March 21 (Reuters) – European shares rose over 1% on Tuesday, with banking stocks leading the recovery following a raft of measures to stabilise the sector, while investors hoped for less-aggressive moves by the US Federal Reserve at its policy meeting this week.
The pan-European STOXX 600 climbed 1.3%, extending gains after the index sharply recouped intraday losses and closed the session up nearly 1% on Monday.
Lender heavy indexes of Spain and Italy added 2.5% each, outperforming the broader market.
The Fed’s monetary policy meeting ends on Wednesday, with US interest rate futures pricing suggesting that the central bank is likely to hike interest rates by a smaller 25 basis points in the aftermath of the recent banking crisis.
“It’s a very tricky one to call because if they pause you might think that’s good for risk assets, but then simultaneously if you give too many reasons for the pause then that could frighten the horses,” said Chris Beauchamp, chief market analyst at IG Group.
“Fed could send the message that we’re not done yet, but maybe we don’t need to move quite as fast as we have done.”
Europe’s banking index jumped 3.8%, with shares in Swiss banks Credit Suisse (CSGN) rising 7.3% and UBS UBSG.S gaining 12.1%.

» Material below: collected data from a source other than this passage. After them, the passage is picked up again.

PR #10099, opened 2024-03-10
Desktop: Fixes #9970: Focus is lost when the hyperlink modal is cancelled

### LINKED ISSUE #9970: Focus is lost when the hyperlink modal is cancelled
### Operating system

Linux

### Joplin version

2.13.15

### Desktop version info

Joplin 2.13.15 (prod, linux)

Client ID: 59929b147fa5436cbc8a24035555730a
Sync Version: 3
Profile Version: 44
Keychain Supported: No

### Current behaviour

1. I open or create a note.

Screenshot showing the Joplin markdown editor and preview pane. There is an H1 that reads "A new note!" and the cursor is below it.

2. I hit `<Ctrl-K>` to open the Insert Hyperlink modal. The field receives focus, as expected.

Screenshot of the Insert Hyperlink modal, with focus in the single field. There are OK and Cancel buttons in the bottom-right corner.

3. If I enter a hyperlink and hit `<Enter>` or click OK, everything works fine. However, if I hit `<Esc>` or click Cancel, the pane loses focus. It seems Joplin is still in focus, since pressing `<Alt>` focuses the File menu, but I need to click back into the pane to start typing again. (I can also `<Shift-Tab>` 3 times or `<Tab>` 4 times to focus the Markdown pane again, in case that helps narrow down what's focuses after cancelling the modal. I've tried arrow keys, etc., but can't see where focus is going.)

### Expected behaviour

Upon cancelling the hyperlink modal, I would expect to return to where the cursor was previously.

### Logs

_No response_

danimnunes:
When a hyperlink is entered and confirmed with Enter or by clicking OK, everything works as expected. However, when canceling with Esc or the Cancel button, the focus shifts away from the pane. While Joplin seems to remain in focus, as evidenced by the ability to access the File menu by pressing Alt, it requires clicking back into the pane to resume typing. 

I identified the issue in the prompt function of the Smalltalk library. 

To address this, I created a wrapper called SmalltalkFocusWrapper to resolve the focus loss problem upon canceling the modal. Now, when canceling the modal, the focus remains in the appropriate location.

### DIFF
--- a/packages/app-desktop/SmalltalkfocusWrapper.ts
+++ b/packages/app-desktop/SmalltalkfocusWrapper.ts
@@ -1,0 +1,206 @@
+'use strict';
+
+declare global {
+	interface Window {
+		Promise: PromiseConstructorLike;
+	}
+}
+window.Promise = window.Promise || require('es6-promise');
+const remove = bind(removeEl, '.smalltalk');
+const BUTTON_OK_CANCEL: string[] = ['OK', 'Cancel'];
+
+export function prompt(title: string, msg: string, value = '', options?: any): Promise<any> {
+	const type = getType(options);
+	const val = String(value).replace(/"/g, '&quot;');
+	const valueStr = `<input type="${type}" value="${val}" data-name="js-input">`;
+	return showDialog(title, msg, valueStr, BUTTON_OK_CANCEL);
+}
+
+function getType(options: any = {}): string {
+	const { type } = options;
+	if (type === 'password') return 'password';
+	return 'text';
+}
+
+function getTemplate(title: string, msg: string, value: string, buttons: string[]): string {
+	const encodedMsg = msg.replace(/\n/g, '<br>');
+	return `<div class="page">
+        <div data-name="js-close" class="close-button"></div>
+        <header>${title}</header>
+        <div class="content-area">${encodedMsg}${value}</div>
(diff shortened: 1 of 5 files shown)


danimnunes:

packages/app-desktop/SmalltalkfocusWrapper.ts
```diff
@@ -0,0 +1,206 @@
...
+	const data = {
+		value: value,
+	};
+
+	return function(newValue?: any) {
+		if (arguments.length === 0) return data.value;
+		data.value = newValue;
+		return newValue;
+	};
+}
```
laurent22, line 206: I don't understand what I'm looking at here. Is that the whole Smalltalk lib that's duplicated here?

danimnunes: No, it's just the functions necessary to use the smalltalk prompt function that I had to modify, the confirm function and the alert function for example, are not in this wrapper as it was not necessary to modify to fix the bug.

laurent22: A wrapper is meant to wrap a library while here it looks like you're reimplementing the whole thing, and I'd rather not go for that kind of solution. I'm going to close the PR for now but feel free to submit another one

Banking stocks globally breathed a sigh of relief on Monday after UBS’s state-backed takeover of the 167-year-old Credit Suisse and coordinated actions by central banks to boost liquidity raised hopes that a wider banking crisis was averted in the near-term.
Meanwhile, European regulators tried to stop the AT1 market rout on Monday saying owners of this type of debt would only suffer losses after shareholders have been wiped out – unlike what happened at Credit Suisse.

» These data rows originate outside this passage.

PR #10102, opened 2024-03-11
Desktop: Fixes #10036: Applied font family and font size to RTE

### LINKED ISSUE #10036: Editor font size and font family settings are not applied to RTE
### Operating system

Windows

### Joplin version

2.14

### Desktop version info

_No response_

### Current behaviour

_No response_

### Expected behaviour

- Change the editor font size or font family in the settings

=> Change is applied to Markdown editor but not to RTE (I think there may be a good reason for this, but if so we should document it)

### Logs

_No response_

ab-elhaddad:
Fixes #10036 

### Behavior:
Font size and font family are applied to RTE

### Screenshot
After

### Changes:
- Exported the font family from Setting and added it to NoteBodyEditorProps
- Added style properties to TinyMCE init()

### GSoC Details
- My introduction on forums: https://discourse.joplinapp.org/t/introducing-abdelrrahman-elhaddad/36410
- @PackElend Please label me 😊

### DIFF
--- a/packages/app-desktop/gui/NoteEditor/NoteBody/TinyMCE/TinyMCE.tsx
+++ b/packages/app-desktop/gui/NoteEditor/NoteBody/TinyMCE/TinyMCE.tsx
@@ -565,6 +565,8 @@ const TinyMCE = (props: NoteBodyEditorProps, ref: any) => {
 	useEffect(() => {
 		if (!scriptLoaded) return;
 
+		const theme = themeStyle(props.themeId);
+
 		const loadEditor = async () => {
 			const language = closestSupportedLocale(props.locale, true, supportedLocales);
 
@@ -598,7 +600,7 @@ const TinyMCE = (props: NoteBodyEditorProps, ref: any) => {
 			];
 
 			const editors = await (window as any).tinymce.init({
-				content_style: `* {font-size: ${props.fontSize}px; font-family: "${props.fontFamily}"; line-height: 1.5;}`,
+				content_style: `* {font-size: ${props.fontSize}px; font-family: "${props.fontFamily}"; line-height: ${theme.lineHeight};}`,
 				selector: `#${rootIdRef.current}`,
 				width: '100%',
 				body_class: 'jop-tinymce',
--- a/packages/app-desktop/gui/NoteEditor/NoteBody/TinyMCE/TinyMCE.tsx
+++ b/packages/app-desktop/gui/NoteEditor/NoteBody/TinyMCE/TinyMCE.tsx
@@ -598,6 +598,7 @@ const TinyMCE = (props: NoteBodyEditorProps, ref: any) => {
 			];
 
 			const editors = await (window as any).tinymce.init({
+				content_style: `* {font-size: ${props.fontSize}px; font-family: "${props.fontFamily}"; line-height: 1.5;}`,
 				selector: `#${rootIdRef.current}`,
 				width: '100%',
 				body_class: 'jop-tinymce',
--- a/packages/app-desktop/gui/NoteEditor/NoteEditor.tsx
+++ b/packages/app-desktop/gui/NoteEditor/NoteEditor.tsx
@@ -464,6 +464,7 @@ function NoteEditor(props: NoteEditorProps) {
 		noteToolbarButtonInfos: props.toolbarButtonInfos,
 		plugins: props.plugins,
 		fontSize: Setting.value('style.editor.fontSize'),
+		fontFamily: Setting.value('style.editor.fontFamily'),
 		contentMaxWidth: props.contentMaxWidth,
 		isSafeMode: props.isSafeMode,
 		useCustomPdfViewer: props.useCustomPdfViewer,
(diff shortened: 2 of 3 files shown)


packages/app-desktop/gui/NoteEditor/NoteBody/TinyMCE/TinyMCE.tsx
```diff
@@ -598,6 +598,7 @@ const TinyMCE = (props: NoteBodyEditorProps, ref: any) => {
 			];
 
 			const editors = await (window as any).tinymce.init({
+				content_style: `* {font-size: ${props.fontSize}px; font-family: "${props.fontFamily}"; line-height: 1.5;}`,
```
laurent22: Why the line height?

ab-elhaddad: For some reason, the lines overlay on each other when the font size increases, So the line-height is going to prevent the overlay.
overlay

laurent22: Ok but a fixed size of 1.5 means the lines are going to be too tall for small fonts and still too small for large fonts. How is that solved in the Markdown editor or viewer?

ab-elhaddad: 1.5 is not a fixed size. In CSS, when using a number without a unit, it changes depending on another attribute (in our case, font-size). 1.5 in our case means that the line-height would be 1.5x font-size.

tomasz1986: The original line-height for `body` in the Rich Text Editor is actually `1.6em`:

image

so I think you need to set it to `1.6em` here also to keep the same look.

ab-elhaddad: Yes, I think you are right

laurent22: If it's already set in the body, why does it need to be set in content_style too? Or is this variable replacing (instead of overriding) the style? I'm wondering if we're losing certain important styles by doing this.

Also what if the font family is not set in the settings, what default does it use?

ab-elhaddad: The 1.6em is actually not a static value; it comes from the themeStyle. So, I used the same value in the TinyMCE.

ab-elhaddad: @laurent22 
I will investigate whether it is replaced or overridden.
If the font family is not set in the settings, it takes the default font family, the same as what the code mirror does.

ab-elhaddad: @laurent22 
- The `1.6em` in the `body` is not applied to the text in the editor because the TinyMCE editor creates an `iframe` to isolate the editor's content from the rest of the application. This `iframe` contains its own HTML document with its own style, so the `line-height` of the main body doesn't affect the elements in the `iframe`.

CSS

Investors were spooked by news that some USD 17 billion worth of AT1 Credit Suisse bonds will be written down to zero as part of the rescue merger but shareholders, who usually rank below bondholders in terms of who gets paid when a company collapses, will receive USD 3.23 billion.
Europe’s banking index is down 12.7% so far in March – the weakest sectoral performer this month – as the collapse of US mid-sized lenders Silicon Valley Bank and Signature Bank as well as troubles at Credit Suisse raised worries that a broader banking crisis was brewing.
Performance of European banks will be resilient albeit divergent as the economic reset kicks in, according to a note by S&P Global, with Credit Suisse being an outlier.
Shares of RWE (RWEG) rose 1.4% after Germany’s biggest utility pledged a higher dividend and more investments to expand its core renewables business.
Thyssenkrupp (TKAG) climbed 4.5% after business daily Handelsblatt reported of interest in its steel business.